(04-27-2009, 01:16 AM)PrinceGaz Wrote: When you think about it, PCSX2 is emulating several chips at the same time (presumably splitting time between them otherwise it would be capable of dividing itself between more than two threads). But those chips have access to 32MB of very fast memory which is too much to fit in even the largest L3 cache available today.
Precisely. Because it's an emulator especially, pcsx2 has to do a lot of doube-moves and memory mirroring across emulated systems. Most games which "sag" in the performance area move well over 100 megs of data and execute nearly two megabytes of code every
frame. The cache ends up being useful for short term operations only, most of which fit inside a 1 or 2MB cache regardless, and on the long term any cache of any size is just clobbered. The only time the larger cache could possibly be useful is in a situation as Gabest describes, where you have 4+ threads all working on different data sets and all competing for the same shared cache space. [aka, the software gsdx]

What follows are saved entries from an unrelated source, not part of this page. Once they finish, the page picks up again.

PR #181, opened 2022-11-14
Use new lists: $file_extensions_common_archives and $file_extensions_macros

jkamdjou:
Also in this PR:

- Updated some legacy Unsolicited snippets
- Updated the RDP file rule severity to medium (h/t @ajpc500)
- Renamed 3 files for consistency (below for reference): @rw-access should we add the feed ID so they don't show up as deleted/new rules when viewing the Feed? That would also keep historically flagged data on these rules in tact. If yes, I could use a reminder on how to do that
- Small FP update

```
 rename detection-rules/{attachment_any_html_suspicious_javascript_identifiers.yml => attachment_html_smuggling_rot13.yml}
 rename detection-rules/{attachment_html_smuggling.yml => attachment_html_smuggling_unescape.yml}
 rename detection-rules/{office_remote_html_template.yml => attachment_office_remote_html_template.yml}
```

### DIFF
--- a/detection-rules/impersonation_wells_fargo.yml
+++ b/detection-rules/impersonation_wells_fargo.yml
@@ -9,7 +9,7 @@ severity: "high"
 source: |
   type.inbound
   and (
-      strings.ilike(sender.display_name, '*wells fargo*')
+      sender.display_name =~ 'wells fargo'
       or strings.ilevenshtein(sender.display_name, 'wells fargo') <= 1
       or strings.ilike(sender.email.domain.domain, '*wellsfargo*')
       or strings.ilike(subject.subject, '*wells fargo security*')
--- a/detection-rules/attachment_any_html_in_archive_unsolicited.yml
+++ b/detection-rules/attachment_any_html_in_archive_unsolicited.yml
@@ -10,7 +10,7 @@ severity: "medium"
 source: |
   type.inbound
   and any(attachments,
-      .file_extension in~ ( "7z", "bz2", "gz", "rar", "tar", "zip", "zipx", "iso", "img")
+      .file_extension in~ $file_extensions_common_archives
       and any(beta.binexplode(.), .depth > 0
           and .extension in~ ("html", "htm"))
   )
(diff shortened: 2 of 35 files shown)


ianthiel (approved):
beautiful 👍

rw-access:
to preserve the rule ID, you need to manually specify the ID in the YAML so that it matches whatever it was before. it's generated deterministically from the hash of the path.

also keep in mind that lists only are synced when bora boots and also nightly. since we don't have many guarantees about bora booting I would wait until tomorrow to merge

jkamdjou:
@rw-access adding rule IDs worked perfectly, confirmed the 3 rules show up as `Updated` instead of `Deleted`+`New` in a test branch

detection-rules/impersonation_wells_fargo.yml
```diff
@@ -9,7 +9,7 @@ severity: "high"
 source: |
   type.inbound
   and (
-      strings.ilike(sender.display_name, '*wells fargo*')
+      sender.display_name =~ 'wells fargo'
```
rw-access, line 12: no substrings anymore? sounds fine to me, otherwise you may want `strings.icontains`

jkamdjou: yeah no substring anymore, too many FPs

rw-access (approved):

aidenmitchell:
I believe this query will also need to be updated with the $file_extensions_macros list.
https://github.com/sublime-security/sublime-rules/blob/ed14fdf1208707fa1ecd47bce9a1eec6f0e5843a/queries/attachments/vba_macros.yml#L4

jkamdjou:
> I believe this query will also need to be updated with the $file_extensions_macros list.
> 
> https://github.com/sublime-security/sublime-rules/blob/ed14fdf1208707fa1ecd47bce9a1eec6f0e5843a/queries/attachments/vba_macros.yml#L4

NICE @aidenmitchell thank you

But even then there are tricks you can do to reduce the cache requirements of an app. I worked on a project that used a multithreaded 2D software rasterizer (at 1680x1050) that we optimized for cpus with 1MB cache by breaking the viewport into many smaller regions to ensure the region size being drawn by each thread fit inside the cache (a total of 14 regions, rasterized in parallel, 2 at a time). This yielded a ~30% speedup over a more conventional approach. The drawback was that it didn't automatically scale to the L2 cache size of the CPU it was running on, but experimentation showed that it didn't really matter. The benefit of the larger L2 caches wasn't linear, and optimizing the region sizes for a 4MB C2D only yielded about 3% improvement over the 1MB scale on the same CPU.
(04-27-2009, 01:23 AM)PrinceGaz Wrote: One question, the CPU usage in GSdx-- that is the CPU usage of a SINGLE thread which GSdx creates? A thread seperate from the two threads which the core code of PCSX2 creates? I've seen that reach nearly 90% CPU whilst playing Grandia III (whilst playing FMV sequences), though it still tends to hover around 30-40% on my box in normal play. Does that mean PCSX2 would benefit from a tri-core CPU (two cores for the main emulator, plus another to handle the graphics plug-in?).
In hardware mode it is measuring the cpu utilization of the thread Pcsx2 created for it. IF it reads 40%, it means the GS plugin is spending 60% of it's time waiting for the EE emulation core to feed it data. If it reads over 90%, then chances are the EE is stalling a lot waiting for the GS to catch up.
These rules of thumb apply on to no-limit mode. If you have the frame limiter on, and are running 60+ fps, then both cores will be idling quite a bit.